• **YOUR INSTRUCTIONS**
Using the records below, write out again exactly the lines that begin at the line containing "Changes coming right up! :)" and end at the line containing "Few question to", and no other lines.

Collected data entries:
>>
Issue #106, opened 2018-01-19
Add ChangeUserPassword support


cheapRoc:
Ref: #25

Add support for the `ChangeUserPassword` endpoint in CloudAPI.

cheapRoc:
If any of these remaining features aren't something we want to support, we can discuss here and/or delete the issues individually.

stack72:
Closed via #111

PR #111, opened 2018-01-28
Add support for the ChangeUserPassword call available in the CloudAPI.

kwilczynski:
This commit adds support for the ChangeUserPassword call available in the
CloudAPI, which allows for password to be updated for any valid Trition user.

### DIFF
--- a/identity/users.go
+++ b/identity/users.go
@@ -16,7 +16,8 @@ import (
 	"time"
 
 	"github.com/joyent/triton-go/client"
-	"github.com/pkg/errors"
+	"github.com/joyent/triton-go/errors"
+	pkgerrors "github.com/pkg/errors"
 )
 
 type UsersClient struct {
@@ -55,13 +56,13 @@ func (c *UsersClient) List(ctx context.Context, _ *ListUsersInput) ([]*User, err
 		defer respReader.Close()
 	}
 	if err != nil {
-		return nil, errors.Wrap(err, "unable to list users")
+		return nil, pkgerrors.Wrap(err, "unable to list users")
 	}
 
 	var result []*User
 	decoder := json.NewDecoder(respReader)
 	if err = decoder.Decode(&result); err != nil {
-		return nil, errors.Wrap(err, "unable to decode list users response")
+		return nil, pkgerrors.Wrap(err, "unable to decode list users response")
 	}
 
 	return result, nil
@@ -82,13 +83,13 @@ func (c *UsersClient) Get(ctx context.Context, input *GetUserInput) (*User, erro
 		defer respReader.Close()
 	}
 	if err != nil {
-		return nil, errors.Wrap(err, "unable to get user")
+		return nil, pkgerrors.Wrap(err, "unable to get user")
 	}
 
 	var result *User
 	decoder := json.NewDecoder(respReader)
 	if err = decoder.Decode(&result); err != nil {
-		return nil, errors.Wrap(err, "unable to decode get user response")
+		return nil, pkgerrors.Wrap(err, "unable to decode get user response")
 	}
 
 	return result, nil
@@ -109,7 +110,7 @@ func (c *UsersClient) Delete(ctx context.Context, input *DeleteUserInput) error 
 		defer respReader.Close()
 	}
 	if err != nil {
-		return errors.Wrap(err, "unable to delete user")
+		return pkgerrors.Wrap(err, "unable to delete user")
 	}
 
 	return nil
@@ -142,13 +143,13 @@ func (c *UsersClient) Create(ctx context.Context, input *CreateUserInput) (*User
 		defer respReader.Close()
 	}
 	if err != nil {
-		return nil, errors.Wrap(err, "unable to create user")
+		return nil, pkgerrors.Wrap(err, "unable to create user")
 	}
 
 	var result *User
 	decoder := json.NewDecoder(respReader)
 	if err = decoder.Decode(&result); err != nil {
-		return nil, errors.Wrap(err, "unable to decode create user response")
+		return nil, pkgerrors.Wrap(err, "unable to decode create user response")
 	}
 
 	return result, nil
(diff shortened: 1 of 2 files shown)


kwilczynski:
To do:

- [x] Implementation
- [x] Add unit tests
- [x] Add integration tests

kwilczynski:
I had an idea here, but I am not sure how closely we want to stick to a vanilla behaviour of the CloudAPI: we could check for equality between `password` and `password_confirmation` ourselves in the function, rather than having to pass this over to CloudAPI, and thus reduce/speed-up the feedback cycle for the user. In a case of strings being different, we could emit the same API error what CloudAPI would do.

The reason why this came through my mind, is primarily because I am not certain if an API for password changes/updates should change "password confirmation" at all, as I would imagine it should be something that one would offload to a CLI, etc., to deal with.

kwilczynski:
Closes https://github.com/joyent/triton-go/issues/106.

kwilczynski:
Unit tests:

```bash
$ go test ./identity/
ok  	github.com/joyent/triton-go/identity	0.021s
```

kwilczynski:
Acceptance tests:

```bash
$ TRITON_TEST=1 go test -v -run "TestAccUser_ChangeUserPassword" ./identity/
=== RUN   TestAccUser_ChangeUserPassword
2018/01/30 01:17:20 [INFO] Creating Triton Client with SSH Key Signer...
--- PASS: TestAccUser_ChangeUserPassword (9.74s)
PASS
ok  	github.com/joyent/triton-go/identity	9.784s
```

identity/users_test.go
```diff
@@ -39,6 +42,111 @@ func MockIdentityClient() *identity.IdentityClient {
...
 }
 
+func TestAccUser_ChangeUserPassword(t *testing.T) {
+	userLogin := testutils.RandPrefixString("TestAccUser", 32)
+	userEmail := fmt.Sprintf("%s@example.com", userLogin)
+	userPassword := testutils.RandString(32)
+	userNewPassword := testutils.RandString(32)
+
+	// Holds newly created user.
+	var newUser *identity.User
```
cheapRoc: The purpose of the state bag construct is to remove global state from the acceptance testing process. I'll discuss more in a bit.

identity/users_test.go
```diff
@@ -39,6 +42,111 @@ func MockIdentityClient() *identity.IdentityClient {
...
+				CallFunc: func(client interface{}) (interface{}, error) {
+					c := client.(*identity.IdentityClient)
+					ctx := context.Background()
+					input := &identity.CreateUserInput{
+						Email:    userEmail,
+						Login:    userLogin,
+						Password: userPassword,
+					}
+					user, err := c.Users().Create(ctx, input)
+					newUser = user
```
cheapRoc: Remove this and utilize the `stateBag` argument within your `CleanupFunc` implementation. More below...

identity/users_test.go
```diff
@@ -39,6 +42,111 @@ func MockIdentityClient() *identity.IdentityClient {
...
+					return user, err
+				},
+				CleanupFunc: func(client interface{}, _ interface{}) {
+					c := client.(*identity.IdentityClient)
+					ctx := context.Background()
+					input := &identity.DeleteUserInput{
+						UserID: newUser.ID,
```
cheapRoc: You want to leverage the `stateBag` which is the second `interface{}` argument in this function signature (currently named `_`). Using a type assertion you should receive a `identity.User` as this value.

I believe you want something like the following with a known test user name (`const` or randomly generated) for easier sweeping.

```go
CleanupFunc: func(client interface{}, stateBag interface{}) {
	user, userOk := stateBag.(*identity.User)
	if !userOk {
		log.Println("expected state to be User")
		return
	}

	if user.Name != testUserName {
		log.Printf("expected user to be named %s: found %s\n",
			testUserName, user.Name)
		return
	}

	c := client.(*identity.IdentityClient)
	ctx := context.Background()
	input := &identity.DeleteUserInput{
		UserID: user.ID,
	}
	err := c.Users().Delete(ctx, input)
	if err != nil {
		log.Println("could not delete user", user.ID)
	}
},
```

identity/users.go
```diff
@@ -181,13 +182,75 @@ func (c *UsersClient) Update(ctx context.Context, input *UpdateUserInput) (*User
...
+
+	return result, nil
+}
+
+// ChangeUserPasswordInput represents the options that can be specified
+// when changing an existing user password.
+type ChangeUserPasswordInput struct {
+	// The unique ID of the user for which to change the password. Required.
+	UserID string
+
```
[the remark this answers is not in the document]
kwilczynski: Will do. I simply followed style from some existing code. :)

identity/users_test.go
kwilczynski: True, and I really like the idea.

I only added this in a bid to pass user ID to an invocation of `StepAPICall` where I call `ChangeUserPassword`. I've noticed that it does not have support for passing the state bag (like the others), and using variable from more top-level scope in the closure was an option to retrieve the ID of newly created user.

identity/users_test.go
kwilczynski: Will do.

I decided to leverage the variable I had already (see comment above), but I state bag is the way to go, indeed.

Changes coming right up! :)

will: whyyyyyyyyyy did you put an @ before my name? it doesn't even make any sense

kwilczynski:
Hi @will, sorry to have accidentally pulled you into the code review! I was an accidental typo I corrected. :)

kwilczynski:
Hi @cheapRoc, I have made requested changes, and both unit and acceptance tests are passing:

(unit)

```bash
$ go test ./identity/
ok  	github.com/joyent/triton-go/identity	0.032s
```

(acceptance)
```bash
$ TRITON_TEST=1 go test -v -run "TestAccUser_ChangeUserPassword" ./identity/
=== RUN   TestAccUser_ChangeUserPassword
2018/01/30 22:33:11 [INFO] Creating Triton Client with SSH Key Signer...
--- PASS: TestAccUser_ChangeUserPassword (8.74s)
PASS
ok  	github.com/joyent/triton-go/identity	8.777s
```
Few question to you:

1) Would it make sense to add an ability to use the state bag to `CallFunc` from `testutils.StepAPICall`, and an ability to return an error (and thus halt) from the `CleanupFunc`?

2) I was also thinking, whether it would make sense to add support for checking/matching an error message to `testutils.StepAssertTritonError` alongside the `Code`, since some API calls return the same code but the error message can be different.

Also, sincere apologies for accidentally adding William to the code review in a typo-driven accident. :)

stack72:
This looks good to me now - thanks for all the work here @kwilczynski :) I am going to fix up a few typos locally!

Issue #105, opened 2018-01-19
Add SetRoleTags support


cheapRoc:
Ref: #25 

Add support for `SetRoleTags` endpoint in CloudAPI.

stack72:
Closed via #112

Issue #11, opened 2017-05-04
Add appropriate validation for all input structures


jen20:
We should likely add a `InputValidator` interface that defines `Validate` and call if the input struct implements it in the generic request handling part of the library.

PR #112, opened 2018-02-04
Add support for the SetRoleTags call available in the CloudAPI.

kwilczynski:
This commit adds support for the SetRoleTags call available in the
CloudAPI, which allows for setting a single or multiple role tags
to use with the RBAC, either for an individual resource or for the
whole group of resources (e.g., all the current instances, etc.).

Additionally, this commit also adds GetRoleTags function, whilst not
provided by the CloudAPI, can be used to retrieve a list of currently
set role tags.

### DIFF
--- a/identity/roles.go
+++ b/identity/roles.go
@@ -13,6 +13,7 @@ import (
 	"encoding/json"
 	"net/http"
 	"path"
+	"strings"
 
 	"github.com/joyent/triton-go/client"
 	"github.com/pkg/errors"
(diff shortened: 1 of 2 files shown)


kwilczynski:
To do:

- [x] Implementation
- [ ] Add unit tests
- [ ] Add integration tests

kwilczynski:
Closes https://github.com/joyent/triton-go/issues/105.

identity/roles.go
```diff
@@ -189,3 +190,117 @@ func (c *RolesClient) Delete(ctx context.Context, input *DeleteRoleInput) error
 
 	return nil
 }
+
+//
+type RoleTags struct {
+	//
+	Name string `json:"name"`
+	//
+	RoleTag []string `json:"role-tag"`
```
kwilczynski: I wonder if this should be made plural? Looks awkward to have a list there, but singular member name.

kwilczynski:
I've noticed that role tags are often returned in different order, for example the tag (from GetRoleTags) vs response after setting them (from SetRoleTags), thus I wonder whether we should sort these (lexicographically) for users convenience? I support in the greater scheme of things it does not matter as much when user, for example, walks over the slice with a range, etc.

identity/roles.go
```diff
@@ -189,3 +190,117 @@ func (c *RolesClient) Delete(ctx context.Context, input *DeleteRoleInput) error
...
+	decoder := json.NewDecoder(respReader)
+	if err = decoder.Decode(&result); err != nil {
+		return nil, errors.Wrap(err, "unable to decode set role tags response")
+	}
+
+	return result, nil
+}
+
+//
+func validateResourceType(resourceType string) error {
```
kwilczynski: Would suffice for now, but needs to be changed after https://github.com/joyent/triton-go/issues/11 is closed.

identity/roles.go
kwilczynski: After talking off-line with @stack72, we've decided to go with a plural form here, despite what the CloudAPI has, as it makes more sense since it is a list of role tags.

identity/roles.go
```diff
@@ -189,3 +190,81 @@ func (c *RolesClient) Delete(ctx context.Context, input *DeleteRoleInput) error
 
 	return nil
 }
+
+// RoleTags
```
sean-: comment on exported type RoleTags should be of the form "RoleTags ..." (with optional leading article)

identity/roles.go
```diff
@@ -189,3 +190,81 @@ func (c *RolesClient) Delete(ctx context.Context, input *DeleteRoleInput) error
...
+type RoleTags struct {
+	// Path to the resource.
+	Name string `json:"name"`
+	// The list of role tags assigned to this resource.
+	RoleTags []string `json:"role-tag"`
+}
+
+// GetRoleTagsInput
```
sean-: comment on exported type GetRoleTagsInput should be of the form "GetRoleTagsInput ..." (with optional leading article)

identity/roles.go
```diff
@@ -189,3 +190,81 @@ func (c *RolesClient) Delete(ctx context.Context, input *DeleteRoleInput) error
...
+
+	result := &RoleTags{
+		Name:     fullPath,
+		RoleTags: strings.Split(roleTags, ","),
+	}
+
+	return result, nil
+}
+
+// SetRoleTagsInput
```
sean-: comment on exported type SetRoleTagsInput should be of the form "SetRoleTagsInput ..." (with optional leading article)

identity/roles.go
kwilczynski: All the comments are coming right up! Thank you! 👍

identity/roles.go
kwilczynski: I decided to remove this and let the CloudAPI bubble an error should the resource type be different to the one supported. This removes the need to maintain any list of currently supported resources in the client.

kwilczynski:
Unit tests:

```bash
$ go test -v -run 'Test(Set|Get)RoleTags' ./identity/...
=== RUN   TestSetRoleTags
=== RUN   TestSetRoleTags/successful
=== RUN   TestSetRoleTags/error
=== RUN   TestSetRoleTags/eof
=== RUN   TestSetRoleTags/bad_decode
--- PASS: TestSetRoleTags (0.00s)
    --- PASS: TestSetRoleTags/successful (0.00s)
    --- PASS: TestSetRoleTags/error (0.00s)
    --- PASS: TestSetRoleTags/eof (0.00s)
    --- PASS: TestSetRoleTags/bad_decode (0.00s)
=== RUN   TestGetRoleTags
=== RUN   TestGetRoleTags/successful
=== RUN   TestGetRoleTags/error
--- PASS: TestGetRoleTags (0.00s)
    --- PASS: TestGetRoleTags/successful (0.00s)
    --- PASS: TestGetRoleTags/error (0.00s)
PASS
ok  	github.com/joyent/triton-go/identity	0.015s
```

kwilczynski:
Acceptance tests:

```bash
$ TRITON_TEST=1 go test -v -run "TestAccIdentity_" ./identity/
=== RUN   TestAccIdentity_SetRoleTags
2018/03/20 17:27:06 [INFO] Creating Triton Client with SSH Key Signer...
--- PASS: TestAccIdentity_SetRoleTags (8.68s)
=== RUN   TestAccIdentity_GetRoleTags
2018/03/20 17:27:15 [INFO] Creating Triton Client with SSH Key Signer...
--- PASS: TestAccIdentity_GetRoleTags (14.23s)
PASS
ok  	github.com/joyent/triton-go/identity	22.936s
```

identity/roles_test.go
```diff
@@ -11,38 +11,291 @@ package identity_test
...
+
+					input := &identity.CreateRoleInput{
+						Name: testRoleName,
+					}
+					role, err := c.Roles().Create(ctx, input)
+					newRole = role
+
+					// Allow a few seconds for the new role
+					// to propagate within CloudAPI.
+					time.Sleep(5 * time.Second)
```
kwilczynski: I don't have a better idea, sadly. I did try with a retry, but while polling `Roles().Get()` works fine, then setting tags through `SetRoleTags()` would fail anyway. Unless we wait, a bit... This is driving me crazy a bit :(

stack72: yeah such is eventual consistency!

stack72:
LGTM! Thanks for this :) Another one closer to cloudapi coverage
<<
• **WRITTEN ANSWER**
Changes coming right up! :)

will: whyyyyyyyyyy did you put an @ before my name? it doesn't even make any sense

kwilczynski:
Hi @will, sorry to have accidentally pulled you into the code review! I was an accidental typo I corrected. :)

kwilczynski:
Hi @cheapRoc, I have made requested changes, and both unit and acceptance tests are passing:

(unit)

```bash
$ go test ./identity/
ok  	github.com/joyent/triton-go/identity	0.032s
```

(acceptance)
```bash
$ TRITON_TEST=1 go test -v -run "TestAccUser_ChangeUserPassword" ./identity/
=== RUN   TestAccUser_ChangeUserPassword
2018/01/30 22:33:11 [INFO] Creating Triton Client with SSH Key Signer...
--- PASS: TestAccUser_ChangeUserPassword (8.74s)
PASS
ok  	github.com/joyent/triton-go/identity	8.777s
```
Few question to you:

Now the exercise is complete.